А потом пришел Учитель и, открыв дверь кельи, повлек меня за собой к дальнему, чуть розоватому свету выхода из пещеры. Я встал на карнизе, чуть не ослепнув от алой полоски заката на западной стороне неба. Голова кружилась от ветра, настоенного на свежих травах. Я дышал полной грудью, чуть не плача от счастья. Вслед за Учителем из другой кельи ко мне поднялся Митра.
За дни заточения неузнаваемо изменился мой друг. Насмешливые складки по углам губ разгладились. Ушла затаенная тоска из глаз, и на осунувшемся лице они сияли спокойной силой, как светильники перед изображением божества. Мы сидели у входа в пещеру.

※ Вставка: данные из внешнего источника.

PR #103, opened 2024-11-30
feat: _max_empirical_covariance

matteoettam09:
##### For all contributions
- [ ] The PR title starts with either [ENH], [MNT], [DOC], or [BUG]. [BUG] - bugfix, [MNT] - CI, test framework, [ENH] - adding or improving code, [DOC] - writing or improving documentation or docstrings.

##### For new estimators

### DIFF
--- a/src/skfolio/moments/covariance/_empirical_covariance.py
+++ b/src/skfolio/moments/covariance/_empirical_covariance.py
@@ -9,6 +9,7 @@
 
 import numpy as np
 import numpy.typing as npt
+from typing import Literal
 
 from skfolio.moments.covariance._base import BaseCovariance
 
@@ -62,7 +63,7 @@ class EmpiricalCovariance(BaseCovariance):
 
     def __init__(
         self,
-        window_size: int | None = None,
+        window_size: int | None | Literal["max"] = None,
         ddof: int = 1,
         nearest: bool = True,
         higham: bool = False,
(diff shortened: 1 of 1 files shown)


HugoDelatte:
Thank you for the PR!

You’re addressing an important point with deep ramifications. A full resolution will take some time, but it will unlock some of the requested features.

Под нами, сколько хватало глаз, простиралась широкая равнина, кое-где изрезанная квадратами рисовых полей. Над макушками пальм стояли прозрачные золотые короны — подарок уходящего солнца. У подножия нашей горы распустило оранжевые душистые цветы дерево кадамба. Чуть подальше розовели побеги яблони джамбу, плескались на теплом ветру ветви ашоковых деревьев. Мы беседовали, наслаждаясь торжеством зелени в начале сезона дождей.
— Скоро развезет дороги так, что не проехать… — сказал Митра и, поймав мой встревоженный взгляд, поспешно добавил:
— Нет, нет, я никуда не уеду! Да вы ведь знали, Учитель, что так будет?
Учитель кивнул. В его глазах вспыхивали и гасли радостные искры.
— Так все-таки я свободен или нет? — не выдержал Митра, — неужели вы знаете все, что я сделаю в следующее мгновение? Неужели все предрешено кармой?
— Нет, — спокойно ответил Учитель. — Карма лишь определяет последствия поступков и воздаяние за них. Для человека так же невозможно предугадать результаты деяний, как предвидеть направление полета упавшего с неба пера. Проклятье или дар свободного выбора всегда остается с нами… Но я знал, что ты не уйдешь от нас, потому что и до посвящения ты уже был дваждырожденным. Как и Муни.
— Но ведь Муни тоже попал к вам совсем недавно. Почему же он так смиренен и благостен, впору позавидовать…
— Муни впитал эти качества так же естественно, как законы общины. Его не надо учить тождественности. Любой крестьянин внутренне сливается со своей землей, соседями, родным очагом. Для живущего на земле мир един. Ему и в голову не придет пытаться изменить его.
— Ну а если все-таки придет? — заметил Митра.